(EXTRACTED RECORDS Opens)
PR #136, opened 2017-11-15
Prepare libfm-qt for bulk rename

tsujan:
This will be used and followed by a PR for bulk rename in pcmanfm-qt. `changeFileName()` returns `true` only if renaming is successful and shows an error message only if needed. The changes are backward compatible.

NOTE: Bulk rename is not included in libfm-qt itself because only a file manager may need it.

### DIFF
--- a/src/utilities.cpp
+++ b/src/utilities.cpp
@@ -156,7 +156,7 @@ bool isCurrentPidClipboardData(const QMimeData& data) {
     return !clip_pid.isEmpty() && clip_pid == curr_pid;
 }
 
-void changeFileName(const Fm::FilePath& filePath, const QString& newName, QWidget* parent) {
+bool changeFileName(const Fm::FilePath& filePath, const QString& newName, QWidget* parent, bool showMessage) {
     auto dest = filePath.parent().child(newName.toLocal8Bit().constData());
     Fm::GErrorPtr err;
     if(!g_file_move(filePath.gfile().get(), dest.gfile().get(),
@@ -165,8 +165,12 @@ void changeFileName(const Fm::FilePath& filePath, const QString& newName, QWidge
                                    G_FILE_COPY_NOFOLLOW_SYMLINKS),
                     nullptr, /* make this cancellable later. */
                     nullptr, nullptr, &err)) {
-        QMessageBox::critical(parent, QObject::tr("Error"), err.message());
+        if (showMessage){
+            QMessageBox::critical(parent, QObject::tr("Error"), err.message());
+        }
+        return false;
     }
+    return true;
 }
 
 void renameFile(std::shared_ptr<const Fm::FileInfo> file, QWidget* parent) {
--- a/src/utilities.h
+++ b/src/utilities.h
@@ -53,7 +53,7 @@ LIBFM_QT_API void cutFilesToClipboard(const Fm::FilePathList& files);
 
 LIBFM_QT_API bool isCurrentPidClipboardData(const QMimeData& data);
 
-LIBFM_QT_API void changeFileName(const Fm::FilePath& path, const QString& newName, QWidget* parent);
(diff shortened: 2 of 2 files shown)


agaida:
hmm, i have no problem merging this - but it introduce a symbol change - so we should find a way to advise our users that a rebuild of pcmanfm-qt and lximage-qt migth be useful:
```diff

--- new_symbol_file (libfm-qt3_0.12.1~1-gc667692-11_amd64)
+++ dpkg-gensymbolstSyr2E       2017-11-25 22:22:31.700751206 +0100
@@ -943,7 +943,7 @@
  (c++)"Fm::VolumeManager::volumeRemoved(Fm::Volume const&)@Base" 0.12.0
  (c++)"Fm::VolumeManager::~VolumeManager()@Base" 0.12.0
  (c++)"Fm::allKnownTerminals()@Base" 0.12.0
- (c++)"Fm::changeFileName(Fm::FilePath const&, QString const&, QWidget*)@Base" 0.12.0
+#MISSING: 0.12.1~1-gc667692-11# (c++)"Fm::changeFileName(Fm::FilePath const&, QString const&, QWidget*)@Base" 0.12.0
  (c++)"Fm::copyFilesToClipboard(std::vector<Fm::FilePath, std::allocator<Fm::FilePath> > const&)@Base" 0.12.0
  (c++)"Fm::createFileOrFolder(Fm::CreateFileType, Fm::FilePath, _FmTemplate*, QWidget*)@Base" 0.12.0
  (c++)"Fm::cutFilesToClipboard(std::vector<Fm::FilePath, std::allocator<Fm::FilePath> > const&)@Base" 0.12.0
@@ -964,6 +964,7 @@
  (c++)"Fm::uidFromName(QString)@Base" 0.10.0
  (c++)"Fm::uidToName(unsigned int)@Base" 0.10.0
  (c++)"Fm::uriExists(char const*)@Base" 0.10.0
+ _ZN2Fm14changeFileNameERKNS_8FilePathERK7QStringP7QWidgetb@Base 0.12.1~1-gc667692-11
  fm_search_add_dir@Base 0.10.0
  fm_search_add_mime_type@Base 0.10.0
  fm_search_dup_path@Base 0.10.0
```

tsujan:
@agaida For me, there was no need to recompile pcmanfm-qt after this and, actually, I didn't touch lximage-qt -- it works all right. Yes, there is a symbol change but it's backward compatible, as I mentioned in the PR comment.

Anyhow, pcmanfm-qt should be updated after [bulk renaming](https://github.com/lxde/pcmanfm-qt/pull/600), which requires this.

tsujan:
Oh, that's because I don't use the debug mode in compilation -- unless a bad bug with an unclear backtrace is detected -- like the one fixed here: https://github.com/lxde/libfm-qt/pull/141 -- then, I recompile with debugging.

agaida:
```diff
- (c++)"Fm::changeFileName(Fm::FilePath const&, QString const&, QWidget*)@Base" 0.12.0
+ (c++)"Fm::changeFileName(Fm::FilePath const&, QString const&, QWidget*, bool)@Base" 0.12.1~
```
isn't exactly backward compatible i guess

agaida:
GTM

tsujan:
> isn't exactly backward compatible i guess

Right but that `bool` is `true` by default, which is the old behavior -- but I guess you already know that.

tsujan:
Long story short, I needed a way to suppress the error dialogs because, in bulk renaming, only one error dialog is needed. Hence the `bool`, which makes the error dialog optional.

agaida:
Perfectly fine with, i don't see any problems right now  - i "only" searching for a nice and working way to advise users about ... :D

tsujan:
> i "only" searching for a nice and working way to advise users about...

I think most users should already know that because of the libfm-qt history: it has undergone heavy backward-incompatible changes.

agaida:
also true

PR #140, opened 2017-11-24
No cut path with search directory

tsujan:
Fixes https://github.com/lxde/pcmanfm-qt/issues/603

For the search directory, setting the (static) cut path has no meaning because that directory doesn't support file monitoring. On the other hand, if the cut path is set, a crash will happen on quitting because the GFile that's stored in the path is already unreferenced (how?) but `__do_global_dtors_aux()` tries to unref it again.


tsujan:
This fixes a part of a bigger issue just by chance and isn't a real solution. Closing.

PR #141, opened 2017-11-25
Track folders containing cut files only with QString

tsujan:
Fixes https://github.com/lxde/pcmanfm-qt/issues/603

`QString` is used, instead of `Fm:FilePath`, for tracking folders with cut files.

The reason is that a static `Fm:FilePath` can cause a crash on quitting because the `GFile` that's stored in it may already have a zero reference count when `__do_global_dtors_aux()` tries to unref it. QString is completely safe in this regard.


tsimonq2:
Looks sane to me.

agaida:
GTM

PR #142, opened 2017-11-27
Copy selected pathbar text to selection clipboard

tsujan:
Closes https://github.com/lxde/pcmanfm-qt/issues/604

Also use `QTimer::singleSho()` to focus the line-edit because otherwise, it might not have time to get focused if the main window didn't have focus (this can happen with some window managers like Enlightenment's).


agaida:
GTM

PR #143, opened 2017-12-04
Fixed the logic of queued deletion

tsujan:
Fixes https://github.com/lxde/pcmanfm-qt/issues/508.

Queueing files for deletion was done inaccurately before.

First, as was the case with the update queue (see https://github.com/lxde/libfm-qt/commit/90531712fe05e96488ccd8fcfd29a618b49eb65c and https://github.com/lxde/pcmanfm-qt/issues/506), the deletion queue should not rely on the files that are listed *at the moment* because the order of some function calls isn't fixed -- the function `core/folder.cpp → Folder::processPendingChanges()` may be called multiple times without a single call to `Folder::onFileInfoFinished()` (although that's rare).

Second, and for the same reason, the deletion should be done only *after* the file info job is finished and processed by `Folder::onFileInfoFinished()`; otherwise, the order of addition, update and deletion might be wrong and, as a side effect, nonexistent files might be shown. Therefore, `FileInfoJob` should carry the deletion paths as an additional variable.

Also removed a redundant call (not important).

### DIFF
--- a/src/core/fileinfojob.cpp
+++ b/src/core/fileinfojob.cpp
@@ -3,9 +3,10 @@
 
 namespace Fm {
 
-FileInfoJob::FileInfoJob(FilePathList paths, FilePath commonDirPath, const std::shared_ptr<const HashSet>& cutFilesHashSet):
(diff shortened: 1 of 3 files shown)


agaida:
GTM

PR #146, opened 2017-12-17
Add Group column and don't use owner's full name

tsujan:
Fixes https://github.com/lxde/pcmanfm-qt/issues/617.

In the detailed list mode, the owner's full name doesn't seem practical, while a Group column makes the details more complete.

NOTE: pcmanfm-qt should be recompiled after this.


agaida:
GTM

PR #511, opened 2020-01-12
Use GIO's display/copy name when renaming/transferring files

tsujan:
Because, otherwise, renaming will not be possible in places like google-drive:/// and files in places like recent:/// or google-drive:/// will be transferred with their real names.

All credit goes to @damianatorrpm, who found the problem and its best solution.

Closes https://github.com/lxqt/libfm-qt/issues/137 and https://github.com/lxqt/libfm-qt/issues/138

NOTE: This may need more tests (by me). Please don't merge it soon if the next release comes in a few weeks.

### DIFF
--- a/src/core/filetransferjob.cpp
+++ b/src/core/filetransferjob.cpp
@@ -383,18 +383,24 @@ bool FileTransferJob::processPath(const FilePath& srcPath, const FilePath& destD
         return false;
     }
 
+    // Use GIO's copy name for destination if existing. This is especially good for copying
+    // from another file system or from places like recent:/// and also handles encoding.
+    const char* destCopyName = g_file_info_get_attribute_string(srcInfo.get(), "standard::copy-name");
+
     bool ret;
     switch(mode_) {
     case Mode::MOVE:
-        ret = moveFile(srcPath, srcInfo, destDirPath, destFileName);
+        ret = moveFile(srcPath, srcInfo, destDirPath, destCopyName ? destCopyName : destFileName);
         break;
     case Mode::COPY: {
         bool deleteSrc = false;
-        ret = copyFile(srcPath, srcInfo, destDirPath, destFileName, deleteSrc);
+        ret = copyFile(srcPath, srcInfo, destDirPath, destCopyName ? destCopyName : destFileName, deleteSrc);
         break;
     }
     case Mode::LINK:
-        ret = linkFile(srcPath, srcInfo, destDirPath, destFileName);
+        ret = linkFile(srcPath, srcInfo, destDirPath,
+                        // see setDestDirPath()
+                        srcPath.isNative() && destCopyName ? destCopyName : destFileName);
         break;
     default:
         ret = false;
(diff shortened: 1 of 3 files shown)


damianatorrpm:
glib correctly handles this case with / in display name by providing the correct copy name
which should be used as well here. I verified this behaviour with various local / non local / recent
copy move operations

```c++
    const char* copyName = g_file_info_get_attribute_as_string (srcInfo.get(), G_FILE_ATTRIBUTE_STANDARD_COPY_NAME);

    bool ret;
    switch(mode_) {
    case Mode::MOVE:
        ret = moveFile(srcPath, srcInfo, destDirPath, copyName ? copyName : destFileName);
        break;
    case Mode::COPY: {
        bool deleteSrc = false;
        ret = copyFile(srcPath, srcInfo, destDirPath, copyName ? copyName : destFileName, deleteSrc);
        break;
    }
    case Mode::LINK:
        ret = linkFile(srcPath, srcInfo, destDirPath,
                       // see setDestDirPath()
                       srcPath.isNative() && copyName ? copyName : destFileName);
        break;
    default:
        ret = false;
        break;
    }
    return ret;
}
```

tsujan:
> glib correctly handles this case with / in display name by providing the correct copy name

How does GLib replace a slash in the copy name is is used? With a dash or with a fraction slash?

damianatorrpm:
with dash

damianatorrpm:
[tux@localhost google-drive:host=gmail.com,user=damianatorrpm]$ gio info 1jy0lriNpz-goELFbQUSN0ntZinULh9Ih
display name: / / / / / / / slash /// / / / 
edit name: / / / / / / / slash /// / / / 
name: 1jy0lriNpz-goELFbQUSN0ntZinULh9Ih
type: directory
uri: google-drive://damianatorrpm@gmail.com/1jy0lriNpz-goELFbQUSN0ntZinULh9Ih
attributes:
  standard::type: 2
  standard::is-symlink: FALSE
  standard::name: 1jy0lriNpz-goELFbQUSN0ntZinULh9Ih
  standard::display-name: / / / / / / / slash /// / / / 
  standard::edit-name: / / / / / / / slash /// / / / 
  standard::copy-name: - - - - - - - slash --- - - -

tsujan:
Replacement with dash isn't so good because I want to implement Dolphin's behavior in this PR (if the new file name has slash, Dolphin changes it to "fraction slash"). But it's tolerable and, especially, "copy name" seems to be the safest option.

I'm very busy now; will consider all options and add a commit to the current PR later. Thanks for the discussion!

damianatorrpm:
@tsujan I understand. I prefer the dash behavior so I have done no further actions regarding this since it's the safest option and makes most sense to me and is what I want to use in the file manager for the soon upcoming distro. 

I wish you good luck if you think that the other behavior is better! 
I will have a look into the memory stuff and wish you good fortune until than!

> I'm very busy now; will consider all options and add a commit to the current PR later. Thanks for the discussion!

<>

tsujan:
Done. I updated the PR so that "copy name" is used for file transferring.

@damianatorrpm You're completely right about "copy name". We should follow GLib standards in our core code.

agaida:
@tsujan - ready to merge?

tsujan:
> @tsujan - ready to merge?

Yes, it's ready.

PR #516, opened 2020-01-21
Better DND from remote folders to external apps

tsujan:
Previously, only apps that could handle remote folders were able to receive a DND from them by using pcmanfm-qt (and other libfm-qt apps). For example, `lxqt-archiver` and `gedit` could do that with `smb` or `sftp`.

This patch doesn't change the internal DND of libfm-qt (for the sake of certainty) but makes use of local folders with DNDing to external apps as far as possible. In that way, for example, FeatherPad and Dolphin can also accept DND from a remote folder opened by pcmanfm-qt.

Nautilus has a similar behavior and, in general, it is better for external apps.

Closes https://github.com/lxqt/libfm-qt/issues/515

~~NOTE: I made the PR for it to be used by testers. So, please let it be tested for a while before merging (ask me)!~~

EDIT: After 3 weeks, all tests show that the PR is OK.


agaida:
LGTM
(EXTRACTED RECORDS Closes)
### EXERCISE PROMPT:
Could you restate word for word the lines above from the one containing "NOTE: This may" through the one containing "also handles encoding.", both included, and nothing else?

### ANSWER SPACE:
NOTE: This may need more tests (by me). Please don't merge it soon if the next release comes in a few weeks.

### DIFF
--- a/src/core/filetransferjob.cpp
+++ b/src/core/filetransferjob.cpp
@@ -383,18 +383,24 @@ bool FileTransferJob::processPath(const FilePath& srcPath, const FilePath& destD
         return false;
     }
 
+    // Use GIO's copy name for destination if existing. This is especially good for copying
+    // from another file system or from places like recent:/// and also handles encoding.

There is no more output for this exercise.